Bertin refers to the non-renewal of Dovid Katz’s  contract at Vilnius’ University and speculates  that it was so done because Katz did not agree with the opinion of  the government.  But Bertin  does not know the reason for the non-renewal.   Dovid Katz’s previous employment with the Yiddish Institute at Oxford was also terminated, and at that time Mr. Katz claimed that he was a victim of anti-semitism.  But that was not true.   Eventually Mr. Katz  withdrew that claim of anti-semitism, and indicated that he knew it was an untrue claim even when he made it.   See  Dan Cohn-Sherbook’s article of January 16, 1998.   And previous to that,  Dovid Katz’s employment with Oxford Centre for Hebrew and Jewish Studies was not uneventful either.  See the Dec. 21, 1994, article in The Guardian about his suspension from that institution for financial irregularities.

So we really don’t know the reason for Dovid Katz’s leaving Vilnius’ University.   For example, Mr. Katz  taught and lived in Lithuania at a Lithuanian University for 11 years, but never acquired any sort of competence in the Lithuanian language.  That might have been a factor as well.    In fact, it is ironic that Mr. Katz has for some time now presented himself as a knowledgable expert on present-day Lithuania and Lithuanians.   He has even postulated a theory, with suitable academic jargon, that the “common people” of Lithuania are good, but it is the “elite” who are the problem because they are the ones who do not agree with Mr. Katz’s  opinions regarding the German and Soviet atrocities in Lithuania during World War II.

But how can Mr. Katz possibly have any insight into Lithuanians, be they “common” or “elite”, when he does not know their language?  When I met with him in Vilnius,  he freely admitted that he does not speak Lithuanian.  So, he could not read Lithuanian newspapers to see what they were saying.   He could not watch and understand Lithuanian television.  He could not mingle with Lithuanians, whatever their social class.  He could not even understand what persons on the street, or in Lithuania’s sidewalk cafes or bars or restaurants were saying. Mr. Katz spent 11 years in Lithuania in a self-imposed cocoon, isolated from the people among whom he lived. Under such circumstances, it seems that Mr. Katz probably knows as much about present-day Lithuania and Lithuanians, as the average Lithuanian peasant knows about the tribal culture of the Watusis in  Africa.

There are other points where Mr. Bertin is totally off the mark, but I have covered most of those other issues in my previous postings in this series, and I will leave for another time the defense of Lithuania with respect to such matters as global warming and the Greek financial crisis.  But, I do have one more question.

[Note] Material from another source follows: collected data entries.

Issue #2525, opened 2020-12-16
[Feature Request] Reorganize package names and redistribute some styles, especially from USER-MISC


akohlmey:
**Summary**

There is a need to reorganize the location of some styles for consistency and better maintainability.
Especially the USER-MISC package is getting too big and we should consider creating, e.g. a USER-MANYBODY and/or a USER-MOLECULE and/or a USER-KSPACE package. Similarly, some of the less commonly used styles in src/ could be moved to MISC (or USER-MISC?).

When discussing with contributors it is getting sometimes difficult to justify why they are asked to do things differently than it was for other contributions.

When shuffling things around (and thus confusing some users), we should also consider renaming a few more packages with respect to their status as "user" package (to have the confusion only once and not twice or more often). USER-COLVARS, USER-REAXC, USER-MEAMC, and possibly also USER-OMP could lose the USER prefix and LATTE, MSCG, POEMS, and MPIIO look like it would be justified to add a USER prefix when looking at the maintenance status and type of contribution. I have already multiple times voiced my concern that the designation of user packages as given in the relevant documentation and web pages does not match well with the current reality.

----

After offline discussions with @sjplimp the proposal is now the following:
- we rename some packages that have their names for historical reasons (e.g. USER-MEAMC to MEAM, USER-REAXC to REAX or REAXFF), also file names, class names and style name may be renamed (with backward compatibility, as already available in meam/c)
- we review the contents of USER-MISC and move styles that comply with strict coding standards of the core LAMMPS code to existing packages (e.g. MOLECULE, KSPACE, MANYBODY, MISC) where applicable. 
- less commonly used styles in src are moved to appropriate packages (e.g. MISC)
- we create a few new packages to group thematically styles that don't fit well elsewhere and otherwise would stay in USER or go to MISC. that could be thermostat/time-integrator fixes, pair styles, computes/fixes for analysis.
- new contributions from users that are just a single style are initially added to the USER-MISC package in the same way as is done with USER-MISC right now. depending on the details of the implementation and the application another package may be suggested.
- the conditions for creating a new package are either 1) 3 or more styles that are thematically closely related where the purpose does not match well with existing packages or 2) code that depends on an external or bundled library or use a different programming language (e.g. Fortran, CUDA, etc.)

----

#### Renamed packages
- MLIAP -> **ML-IAP**
- SNAP -> **ML-SNAP**
- USER-ADIOS -> ADIOS
- USER-ATC -> ATC 
[...]

PR #2585, opened 2021-02-05
Charge regulation2

tc387:
**Summary**

We implemented a fix that performs Monte Carlo sampling for charge regulation. For example, the fix can sample acid/base equilibria within coarse-grained simulations.
The implementation has been used to study charge-regulation in self-assembly (https://arxiv.org/abs/2009.08544) just accepted in PRL. We would now like to make the implementation available to the community. Moreover, we also wrote a manuscript that details the MC sampling method and its implementation in LAMMPS.

We believe the fix should be of broad interest to the LAMMPS community. Research into charge regulation is picking up. For example, a similar method (grand reaction-ensemble method) is implemented in EspressoMD package. However, LAMMPS currently does not have the ability to simulate simple ionization processes.

**Related Issue(s)**

**Author(s)**

Tine Curk, Northwestern University
Email: curk@northwestern.edu, tcurk5@gmail.com

Jiaxing Yuan, Shanghai Jiao Tong University

**Licensing**

**Backward Compatibility**

**Implementation Notes**

No changes to existing LAMMPS files are necessary. Only the file pair (fix_charge_regulation.cpp, fix_charge_regulation.h) has been added.
The fix performs charge transfer reactions. The Monte Carlo sampling alters the charge value of specified atom types and performs grand-canonical counter-ion insertion/deletion. The ion exchange part is loosely based on fix_gcmc from the MC package.

We would like this fix to be initially included in the USER-MISC package. However, if possible, we hope the fix can be made part of the MC package since it performs MC sampling of basic reactions.

**Post Submission Checklist**


src/USER-MISC/fix_charge_regulation.cpp
```diff
@@ -0,0 +1,1335 @@
...
+   the GNU General Public License.
+
+   See the README file in the top-level LAMMPS directory.
+------------------------------------------------------------------------- */
+
+/* ----------------------------------------------------------------------
+   Contributing author: Tine Curk (tcurk5@gmail.com) and Jiaxing Yuan (yuanjiaxing123@hotmail.com)
+------------------------------------------------------------------------- */
+#include "fix_charge_regulation.h"
+#include <mpi.h>
```
akohlmey, line 18: Please rearrange the include files to match our conventions (header for implementation, then LAMMPS headers sorted alphabetically, then system headers w/o the headers that are included by default) as outlined in https://github.com/lammps/lammps/blob/master/doc/include-file-conventions.md

See `src/MC/fix_widom.cpp` for example for a similar file that is fully compliant with those conventions.

doc/src/fix_charge_regulation.rst
```diff
@@ -0,0 +1,184 @@
+
+.. Yuan documentation master file, created by
+   sphinx-quickstart on Sat Jan 30 14:06:22 2021.
+   You can adapt this file completely to your liking, but it should at least
+   contain the root `toctree` directive.
+   tc387: Multiple text additions/changes, Feb 2 2021
+.. index:: fix fix_charge_regulation
```
akohlmey, line 7: This is giving the fix name as fix_charge_regulation which is incorrect and thus produces an incorrect index.

doc/src/fix_charge_regulation.rst
```diff
@@ -0,0 +1,184 @@
+
+.. Yuan documentation master file, created by
+   sphinx-quickstart on Sat Jan 30 14:06:22 2021.
```
akohlmey, line 3: Best to remove this personal comment.

src/USER-MISC/fix_charge_regulation.h
```diff
@@ -0,0 +1,117 @@
...
+   Contributing author: Tine Curk (tcurk5@gmail.com) and Jiaxing Yuan (yuanjiaxing123@hotmail.com)
+------------------------------------------------------------------------- */
+
+#ifdef FIX_CLASS
+
+FixStyle(charge_regulation,Fix_charge_regulation)
+
+#else
+
+#ifndef LMP_FIX_charge_regulation_H
```
akohlmey, line 24: This should be all caps: LMP_FIX_CHARGE_REGULATION_H

src/USER-MISC/fix_charge_regulation.h
```diff
@@ -0,0 +1,117 @@
...
+   See the README file in the top-level LAMMPS directory.
+------------------------------------------------------------------------- */
+
+/* ----------------------------------------------------------------------
+   Contributing author: Tine Curk (tcurk5@gmail.com) and Jiaxing Yuan (yuanjiaxing123@hotmail.com)
+------------------------------------------------------------------------- */
+
+#ifdef FIX_CLASS
+
+FixStyle(charge_regulation,Fix_charge_regulation)
```
akohlmey, line 20: The name of this fix style should be `charge/regulation` and the name of the class should be `FixChargeRegulation` to be consistent with the conventions applied elsewhere in LAMMPS. This change needs - of course - be propagated to all relevant files in this pull request.

src/USER-MISC/fix_charge_regulation.cpp
```diff
@@ -0,0 +1,1335 @@
...
+#include "neighbor.h"
+
+using namespace LAMMPS_NS;
+using namespace FixConst;
+using namespace MathConst;
+
+// large energy value used to signal overlap
+#define MAXENERGYSIGNAL 1.0e100
+#define MAXENERGYTEST 1.0e50
+#define small 0.0000001
```
akohlmey, line 53: Please make all defines uppercase (i.e. use SMALL instead of small).

src/USER-MISC/fix_charge_regulation.cpp
```diff
@@ -0,0 +1,1335 @@
...
+#define PI 3.1415926
```
akohlmey, line 54: Please do not define your own (and rather imprecise) version of PI and use MY_PI from the MathConst namespace instead.

src/USER-MISC/fix_charge_regulation.cpp
```diff
@@ -0,0 +1,1335 @@
...
+  int mask = 0;
+  mask |= PRE_EXCHANGE;
+  return mask;
+}
+
+void Fix_charge_regulation::init() {
+
+  triclinic = domain->triclinic;
+
+  char *id_pe = (char *) "thermo_pe";
```
akohlmey, line 143: This line is not needed since `Modify::find_compute()` will (now) accept constant strings, so you can use the constant directly in the call in the next line.

src/USER-MISC/fix_charge_regulation.cpp
```diff
@@ -0,0 +1,1335 @@
...
+
+  if (domain->dimension == 2)
+    error->all(FLERR, "Cannot use fix charge regulation in a 2d simulation");
+
+  // create a new group for interaction exclusions
+  // used for attempted atom deletions
+  // skip if already exists from previous init()
+
+  if (!exclusion_group_bit) {
+    char **group_arg = new char *[4];
```
akohlmey, line 168: This segment can be simplified due to recent improvements of the core LAMMPS code. Please see fix widom.

src/USER-MISC/fix_charge_regulation.cpp
```diff
@@ -0,0 +1,1335 @@
...
+    error->warning(FLERR,
+                   "reaction distance (rxd) is larger than half the box dimension, resetting default: xrd = 0.");
+    reaction_distance = 0;
+  }
+  // volume in units of (N_A * mol / liter)
+  volume_rx = (xhi - xlo) * (yhi - ylo) * (zhi - zlo) * pow(llength_unit_in_nm, 3) * 0.602214;
+  if (reaction_distance < small) {
+    vlocal_xrd = volume_rx;
+  } else {
+    vlocal_xrd = 4.0 * PI * pow(reaction_distance, 3) / 3.0 * pow(llength_unit_in_nm, 3) * 0.602214;
```
akohlmey, line 270: Please do not use pow() on expressions with integer exponents. There is a more accurate (and faster) function called `powint()` in the MathSpecial namespace. For powers of 2 or 3 there also are `square()` and `cube()`, respectively.

src/USER-MISC/fix_charge_regulation.cpp
```diff
@@ -0,0 +1,1335 @@
...
+
+  if ((reaction_distance > fabs(domain->boxhi[0] - domain->boxlo[0]) / 2) ||
+      (reaction_distance > fabs(domain->boxhi[1] - domain->boxlo[1]) / 2) ||
+      (reaction_distance > fabs(domain->boxhi[2] - domain->boxlo[2]) / 2)) {
+    error->warning(FLERR,
+                   "reaction distance (rxd) is larger than half the box dimension, resetting default: xrd = 0.");
+    reaction_distance = 0;
+  }
+  // volume in units of (N_A * mol / liter)
+  volume_rx = (xhi - xlo) * (yhi - ylo) * (zhi - zlo) * pow(llength_unit_in_nm, 3) * 0.602214;
```
akohlmey, line 266: What does this constant 0.602214 represent? I have an educated guess, but this should be using a symbolic name defined at the top of the file so that it is explicit and obvious to the reader.

src/USER-MISC/fix_charge_regulation.cpp
```diff
@@ -0,0 +1,1335 @@
...
+  pKb = 100;
+  pKs = 14.0;
+  nevery = 100;
+  nmc = 100;
+  pmcmoves[0] = pmcmoves[1] = pmcmoves[2] = 0.33;
+  llength_unit_in_nm= 0.72;
+
+  reservoir_temperature = 1.0;
+  reaction_distance = 0;
+  seed = 12345;
```
akohlmey, line 1190: please use a default value for the seed that is not valid in the following check, e.g. 0.

src/USER-MISC/fix_charge_regulation.cpp
```diff
@@ -0,0 +1,1335 @@
...
+  pI_minus = 100;
+  acid_type = -1;
+  base_type = -1;
+  pKa = 100;
+  pKb = 100;
+  pKs = 14.0;
+  nevery = 100;
+  nmc = 100;
+  pmcmoves[0] = pmcmoves[1] = pmcmoves[2] = 0.33;
+  llength_unit_in_nm= 0.72;
```
akohlmey, line 1186: what does this number, 0.72, represent?

src/USER-MISC/fix_charge_regulation.cpp
```diff
@@ -0,0 +1,1335 @@
...
+  pI_plus = 100;
+  pI_minus = 100;
+  acid_type = -1;
+  base_type = -1;
+  pKa = 100;
+  pKb = 100;
+  pKs = 14.0;
+  nevery = 100;
+  nmc = 100;
+  pmcmoves[0] = pmcmoves[1] = pmcmoves[2] = 0.33;
```
akohlmey, line 1185: if this is supposed to be 1/3rd please use THIRD from the MathConst namespace.

src/USER-MISC/fix_charge_regulation.cpp
```diff
@@ -0,0 +1,1335 @@
...
+/* ----------------------------------------------------------------------
+   parse input options
+------------------------------------------------------------------------- */
+
+void Fix_charge_regulation::options(int narg, char **arg) {
+  if (narg < 0) error->all(FLERR, "Illegal fix charge regulation command");
+
+  // defaults
+
+  pH = 7.0;
```
akohlmey, line 1175: I see a lot of expressions like `pow(10,-pXXX)` or `pow(10,-pXXX+pYYY)` throughout the code. Since the `pow()` function is among the most expensive functions in the standard math library, one can sometimes achieve a significant performance boost by pre-computing and storing those values in stead of the "natural" ones and thus avoid having to use `pow()` a lot during the evaluation of the body of this fix but either use the pre-computed value directly or product/fraction in case exponents are added or subtracted.

akohlmey (changes requested):
Thanks for resubmitting. This looks much more like it should be. ;-)
Please find some comments, mostly about cosmetic and style issues, scattered through individual parts of the code. Please have a look and apply the suggested changes or provide an explanation why this would be a problem or ask questions if you need more explanations from me.

I have not yet compiled the code in the PR or ran any of the examples. So there will be a second iteration of review comments once the current set has been resolved.

akohlmey:
@athomps this seems to be another fix style that uses fix gcmc as a template, similar to fix widom and thus also a candidate to have it moved to the MC package. From my POV it is a less obvious choice because of the more complex implementation, but I have reviewed only formal issues so far. Can you have a look at the realization of the algorithm and the user interface and portability (e.g. across units and other settings like newton on/off etc.) or running in parallel. I would expect that most of the concerns in fix gcmc would apply here as well because of its heritage.

doc/src/fix_charge_regulation.rst
```diff
@@ -0,0 +1,184 @@
...
+
+**(Curk1)** T. Curk, J. Yuan, and E. Luijten, "Coarse-grained simulation of charge regulation using LAMMPS", preprint (2021).
+
+.. _Curk2:
+
+**(Curk2)** T. Curk and E. Luijten, "Charge-regulation effects in nanoparticle self-assembly", PRL (2021)
+
+.. _Landsgesell:
+
+**(Landsgesell)** J. Landsgesell, P. Hebbeker, O. Rud, R. Lunkad, P. Kosovan, and C. Holm, “Grand-reaction method for simulations of ionization equilibria coupled to ion partitioning,” Macromolecules 53, 3007–3020 (2020).
```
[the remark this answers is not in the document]
tc387: done.

src/USER-MISC/fix_charge_regulation.cpp
tc387: done.

doc/src/fix_charge_regulation.rst
tc387: done.

akohlmey:
@tc387 thanks for the updates and improvements. I've made a few minor corrections, simplifications, changes to reduce compiler warnings, and changes to be closer aligned with the usual LAMMPS programming style, reformatted and spellchecked the docs and updated the branch to include the latest changes from upstream. I've also reformatted and shortened the example runs to be more similar to what is usually used in LAMMPS. So from a formal perspective the code is now set up to be included.

I am now handing off this PR to @athomps and @sjplimp for further review and to decide whether this should be moved to the MC package or left in USER-MISC.

tc387:
@akohlmey Thank you for your speedy corrections and improvements!

akohlmey:
@athomps @sjplimp can you please have a look at this pull request? thanks.
Since this borrows a lot from fix gcmc, we should consider moving it to the MC package.

sjplimp:
MC package would be fine with me.

athomps (changes requested):
This is a nice capability.  It has a lot in common with more conventional GCMC simulations.  I think it should be included in the MC package.  Perhaps the authors can make that change.  Following on Axel's comments, it would be a good idea to translate one of the examples to a different unit style, such as real, to verify that the various unit conversion factors (boltz, mvv2e, etc.) are being applied corectly, as many of these are unity for unit style lj.

tc387:
An example using real units has been added as suggested by @athomps. The conversion factors seem to be applied correctly; using lj or real units leads to the same charge distribution.

akohlmey (approved):

akohlmey:
@tc387 I've updated the PR to the current upstream, moved it to the MC package, added a few changes to the documentation that are required for a full integration and fixed a few issues flagged by compiler warnings and running with valgrind. I have not moved the examples because they will be moved anyway when we implement issue #2525, which will be rather soon.

athomps (approved):
Looks good to me.

PR #2586, opened 2021-02-06
Final small changes and bugfixes for the patch release.

akohlmey:
**Summary**

This PR collects bugfixes for recent refactoring, changes indicated from static code analysis that were missed by previous "bulk" replacements, and some small documentation updates and corrections.

**Author(s)**

Axel Kohlmeyer, Temple U

**Licensing**

**Backward Compatibility**

No known issues.

**Implementation Notes**

- fix for an indexing bug for fix ave/histo introduced in #2571
- document the `-DCUDA_PROXY` define for compiling the GPU library with conventional make, add Makefile.cuda_mps to lib/gpu to demonstrate
- fixes for a few issues where intermediate results for computing timestep series and ranges could overflow before cast to bigint
- rearrange a few expressions computing address offsets to avoid 32-bit integer overflows
- silence CodeQL reports about 32-bit integer overflows of intermediate results
- update CMake and GNU make configuration files for the GPU package to include the consumer level amber architecture
- fix some memory leaks and initialization issues reported by valgrind
- fix issue with `install-python` custom target not using ${LAMMPS_MACHINE} to name the shared library to install

**Post Submission Checklist**


sjplimp (approved):

akohlmey:
> Sorry, my bad. I didn't think that in a_b_c, a*b would be computed as int before the second multiplication happens.

Don't sweat it. I expect that the compiler will get it right with optimization enabled anyway. It is more a matter of silencing CodeQL to have important warnings not drown in a flood of unimportant ones. Same as we do with compiler warnings. Most of the CodeQL related changes in this PR are of a similar kind, and it took me multiple iterations to figure out all necessary changes (granted the first two rounds were done with sed, so those were bound to miss a few cases, but that still got rid of over 200 warnings).

Issue #2588, opened 2021-02-08
[BUG] _Python Package_


finkeljos:
**Summary**

The LAMMPS Python package does not appear to update atoms positions or velocities when invoking the python/move fix when running the in.fix_python_move_nve_melt example provided in the ~/lammps/examples/python folder

**LAMMPS Version and Platform**

I am running in my local cluster environment which uses CentOS 7 and using the current master branch for LAMMPS.

**Expected Behavior**

I expect to see a typical MD simulation thermo output.

**Actual Behavior**

No reported errors from LAMMPS but the kinetic energy remains fixed for length of the example simulation and atoms do not appear to move.

**Steps to Reproduce**

I executed the following shell commands in this order

1. git clone
2. cd ~/lammps/src
3. make yes-python
4. make mode=shared serial -j
5. make install-python
6. export PYTHONPATH=${PYTHONPATH}:${HOME}/lammps/python
7. export LD_LIBRARY_PATH=${LD_LIBRARY_PATH}:${HOME}/lammps/src
8. cd ~/lammps/examples/python/
9. ~/lammps/src/lmp_serial < in.fix_python_move_nve_melt

giacomofiorin:
@rbberger To complete what Josh has reported so far, I built LAMMPS (both `master` and `stable_29Oct2020`) on a different machine also CentOS 7, with Python 3.6 detected from CMake and `-DPYTHON=on`.

I was able to build LAMMPS fine, but with the same example I got:
```
AttributeError: .../build/lammps/stable_29Oct2020/bin/lmp: undefined symbol: lammps_extract_setting
```

rbberger:
@finkeljos please attach a log output

rbberger:
@giacomofiorin you sure you're loading the correct .so file?

finkeljos:
@rbberger Here is the log output I get
[fix_py_move.log](https://github.com/lammps/lammps/files/5947372/fix_py_move.log)

rbberger:
@finkeljos Which version of python are you running? Also, doing both `make install-python` and setting `PYTHONPATH` and `LD_LIBRARY_PATH` at the same time is a bit weird. The first copies the python package in your user installation (`$HOME/.local/lib/pythonX.Y/site-packages/` by default), which should be automatically visible in your python installation and the latter points back to the compilation of the source folder.

finkeljos:
@rbberger I have the anaconda module loaded on my node, it's using Python 3.7.4.

[...]

PR #2589, opened 2021-02-09
Add version check for liblammps vs. python module

akohlmey:
**Summary**

This PR adds a `__version__` global variable to the LAMMPS python module. The version is reset to the (numerical representation of the) current LAMMPS version. Upon creating a LAMMPS instance those two versions are compared
and if they do not match, and AttributeError exception is raised.

**Related Issue(s)**

This is to prevent library/module version mismatches as discussed in #2588

**Author(s)**

Axel Kohlmeyer, Temple U

**Licensing**

**Backward Compatibility**

No known issues.

**Post Submission Checklist**


akohlmey:
@rbberger can you think of a way to have `__version__` in `lammps/__init.py__` updated **after** it is copied into its final location?
But then again, perhaps we should just update it with each patch release, and not automatically update it.

rbberger (changes requested):
I'd rather not make changes to python files by some mechanism. But instead use the package metadata:

```python
# python >= 3.8
from importlib.metadata import version
version('lammps')

# python < 3.8
import pkg_resources
pkg_resources.get_distribution('lammps').version
```

rbberger (approved):
better, thanks!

According to The Holocaust Education Trust of Britain,  out of  168,000 Jews in Lithuania,  140,000  or 83% were killed, and in Poland 2,900,000 Jews, or 88% of Poland’s Jews were killed.   Other sources, e.g., “Atlas of the Holocaust” show similar relative figures.   According to Israeli historian Dina Porat, 99.5% of Lithuanians were neither directly nor indirectly involved in the German organized killing of Jews. So why is Lithuania being repeatedly demonized by Efraim Zuroff, now also by Dovid Katz, and their followers, while Poland is being given a relatively free pass?   Are the lives of the 2,900,000 killed Polish Jews worth less than the 140,000 killed in Lithuania?    Or is it simply that Poland being ten times the size and population of Lithuania has ten times as many resources – financial, political, and media access - with which to respond to false and exaggerated accusations, while the small country of Lithuania is an easier target because it has fewer resources with which to defend itself?